`error: 'tt.broadcast' op requires the same encoding for all operands and results` for local window attention

fteufel commented 3 weeks ago

Hi,

Thank you for providing this collection! I'm trying to get local window attention to run. I managed to have a simple example running locally as shown in #15, but I am facing problems now when I try to wrap everything into a module and use it in an actual transformer.

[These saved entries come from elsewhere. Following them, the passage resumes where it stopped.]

PR #2715, opened 2025-02-06
Make $xml_find_function_calls() land on parent::expr instead

### LINKED ISSUE #2431: Should `xml_find_function_calls()` land on the parent expr instead?
> WDYT about `xml_find_function_calls()` landing on `//SYMBOL_FUNCTION_CALL/parent::expr`? It seems like most XPaths start there.

_Originally posted by @MichaelChirico in https://github.com/r-lib/lintr/pull/2357#discussion_r1424794241_
            
---

Alternatively, it could be an option that is `TRUE` by default.  Or with levels, `land_on = c("parent", "self", "parent::parent")`. I think that would make the issue of documentation easier.

MichaelChirico:
Closes #2431.

### DIFF
--- a/R/boolean_arithmetic_linter.R
+++ b/R/boolean_arithmetic_linter.R
@@ -36,20 +36,19 @@ boolean_arithmetic_linter <- function() {
   one_expr <- "(LT or GE) and expr[NUM_CONST[text() = '1' or text() = '1L']]"
   length_xpath <- glue("
   parent::expr
-    /parent::expr
     /parent::expr[
       expr[SYMBOL_FUNCTION_CALL[text() = 'length']]
       and parent::expr[ ({zero_expr}) or ({one_expr})]
     ]
   ")
   sum_xpath <- glue("
-  parent::expr
-    /parent::expr[
-      expr[
-        expr[SYMBOL_FUNCTION_CALL[text() = 'grepl']]
-        or (EQ or NE or GT or LT or GE or LE)
-      ] and parent::expr[ ({zero_expr}) or ({one_expr})]
+  parent::expr[
+    expr[
+      expr[SYMBOL_FUNCTION_CALL[text() = 'grepl']]
+      or (EQ or NE or GT or LT or GE or LE)
     ]
+    and parent::expr[ ({zero_expr}) or ({one_expr})]
+  ]
   ")
 
   Linter(linter_level = "expression", function(source_expression) {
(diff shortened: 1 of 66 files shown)


R/consecutive_assertion_linter.R
```diff
@@ -35,24 +35,21 @@ consecutive_assertion_linter <- function() {
...
+    not(SYMBOL_SUB[text() = 'msg'])
+    and not(following-sibling::expr[1]/SYMBOL_SUB[text() = 'msg'])
+    and expr[1]/SYMBOL_FUNCTION_CALL = {next_expr}/expr[1]/SYMBOL_FUNCTION_CALL
+  ]")
 
   Linter(linter_level = "file", function(source_expression) {
     # need the full file to also catch usages at the top level
     stopifnot_calls <- source_expression$xml_find_function_calls("stopifnot")
     assert_that_calls <- source_expression$xml_find_function_calls("assert_that")
+    # browser()
```
MichaelChirico, line 52:
```suggestion
```

R/boolean_arithmetic_linter.R
```diff
@@ -36,20 +36,19 @@ boolean_arithmetic_linter <- function() {
...
-        or (EQ or NE or GT or LT or GE or LE)
-      ] and parent::expr[ ({zero_expr}) or ({one_expr})]
+  parent::expr[
+    expr[
+      expr[SYMBOL_FUNCTION_CALL[text() = 'grepl']]
+      or (EQ or NE or GT or LT or GE or LE)
     ]
+    and parent::expr[ ({zero_expr}) or ({one_expr})]
+  ]
   ")
```
MichaelChirico, line 52:
```suggestion
  ]")
```

MichaelChirico:
@AshesITR / @IndrajeetPatil PTAL at this today if you can. I need to submit an update to CRAN by tomorrow.

If you prefer, I can just put a small patch on CRAN to meet the deadline & allow a little longer for review here.

AshesITR:
The change is okay for me on the grounds that we could remove many more `parent::expr` than we had to add `SYMBOL_FUNCTION_CALL`. 

Have you checked which of `self::expr` and `self::*` is faster? I assume it's `self::*` which would justify its usage despite being slightly less clear IMO.

AshesITR (approved):

MichaelChirico:
I'm 90% sure we've benchmarked `*` to be faster, but it's worth double-checking. Not worth pausing the PR over, though: #2718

Specifically, I'm facing a triton error that is beyond my understanding:

loc(callsite(callsite("/home/felix/.conda/envs/debug/lib/python3.10/site-packages/torch/_inductor/runtime/triton_helpers.py":493:60 at "/home/felix/.conda/envs/debug/lib/python3.10/site-packages/torch/_inductor/runtime/triton_helpers.py":528:12) at "/tmp/torchinductor_fegt/vf/cvfsti7kjet6sssuaaflt2c6tq2tlouso74cd46rgp5yl6aayvhg.py":35:67)): error: 'tt.broadcast' op requires the same encoding for all operands and results
....
The above exception was the direct cause of the following exception:
....
  File "/home/felix/test.py", line 55, in torch_dynamo_resume_in_forward_at_54
    sliding_window_mask = generate_sliding_window(window_size=self.window_size)
  File "/home/felix/test.py", line 57, in torch_dynamo_resume_in_forward_at_55
    block_mask = create_block_mask(
  File "/home/felix/.conda/envs/debug/lib/python3.10/site-packages/torch/nn/attention/flex_attention.py", line 800, in create_block_mask
    inner_func = torch.compile(inner_func, fullgraph=True, dynamic=False)
....

Code that produces the error:

import torch
import torch.nn as nn
from torch.nn.attention.flex_attention import flex_attention, create_block_mask, _mask_mod_signature
from einops import rearrange

def generate_sliding_window(window_size: int) -> _mask_mod_signature:

    def sliding_window(b, h, q_idx, kv_idx):
        del b, h # not used
        return torch.abs(q_idx - kv_idx) <= window_size // 2

    sliding_window_mask = sliding_window
    sliding_window_mask.__name__ = f"sliding_window_{window_size}"
    return sliding_window_mask

class Attention(nn.Module):
    def __init__(
        self,
        dim,
        heads = 8,
        dim_head = 64,
        dropout = 0.,
        window_size=64,
        bias: bool = False,
    ):
        super().__init__()
        self.window_size = window_size
        self.dim=dim
        self.heads = heads
        inner_dim = dim_head * heads

        self.to_q = nn.Linear(dim, inner_dim, bias = bias)
        self.to_kv = nn.Linear(dim, inner_dim * 2, bias = bias)
        self.to_out = nn.Linear(inner_dim, dim, bias=bias)

    @torch.compile()
    def forward(self, x, context = None):

        kv_input = x if context is None else context
        q, k, v = self.to_q(x), *self.to_kv(kv_input).chunk(2, dim = -1)
        q, k, v = map(lambda t: rearrange(t, 'b n (h d) -> b n h d', h = self.heads), (q, k, v))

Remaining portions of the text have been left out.